The following are the Pulitzer Prizes for 1956.

==Journalism awards==

- Public Service:
  - Watsonville Register-Pajaronian for courageous exposure of corruption in public office, which led to the resignation of a district attorney and the conviction of one of his associates.
- Local Reporting, Edition Time:
  - Lee Hills of the Detroit Free Press for his aggressive, resourceful and comprehensive front page reporting of the United Auto Workers' negotiations with Ford and General Motors for a guaranteed annual wage.
- Local Reporting, No Edition Time:
  - Arthur Daley of The New York Times, for his outstanding coverage and commentary on the world of sports in his daily column, Sports of the Times.
- National Reporting:
  - Charles L. Bartlett of the Chattanooga Times, for his original disclosures that led to the resignation of Harold E. Talbott as Secretary of the Air Force.
- International Reporting:
  - William Randolph Hearst, Jr., J. Kingsbury-Smith, and Frank Conniff of the International News Service, for a series of exclusive interviews with the leaders of the Soviet Union.
- Editorial Writing:
  - Lauren K. Soth of the Des Moines Register and Tribune, for "If the Russians Want More Meat...", inviting a farm delegation from the Soviet Union to visit Iowa, which led directly to the Russian farm visit to the U.S.
- Editorial Cartooning:
  - Robert York of The Louisville Times, for his cartoon, "Achilles", showing a bulging figure of American prosperity tapering to a weak heel labeled "Farm Prices".
- Photography:
  - Staff of the New York Daily News, for its consistently excellent news picture coverage in 1955, an outstanding example of which is its photo, "Bomber Crashes in Street".
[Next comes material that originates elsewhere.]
PR #11573, opened 2024-09-24
Fix EC2 key pair fingerprint calculation (#9337)

Alansfit:
## Motivation
This PR corrects the key pair fingerprint calculation for EC2.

==Letters, Drama and Music Awards==

- Fiction:
  - Andersonville by MacKinlay Kantor (World).
- Drama:
  - Diary of Anne Frank by Albert Hackett and Frances Goodrich (Random).
- History:
  - The Age of Reform by Richard Hofstadter (Knopf).
- Biography or Autobiography:
  - Benjamin Henry Latrobe by Talbot Faulkner Hamlin (Oxford Univ. Press)
- Poetry:
  - Poems - North & South by Elizabeth Bishop (Houghton).
- Music:
  - Symphony No. 3 by Ernst Toch (Mills), first performed by the Pittsburgh Symphony Orchestra, December 2, 1955.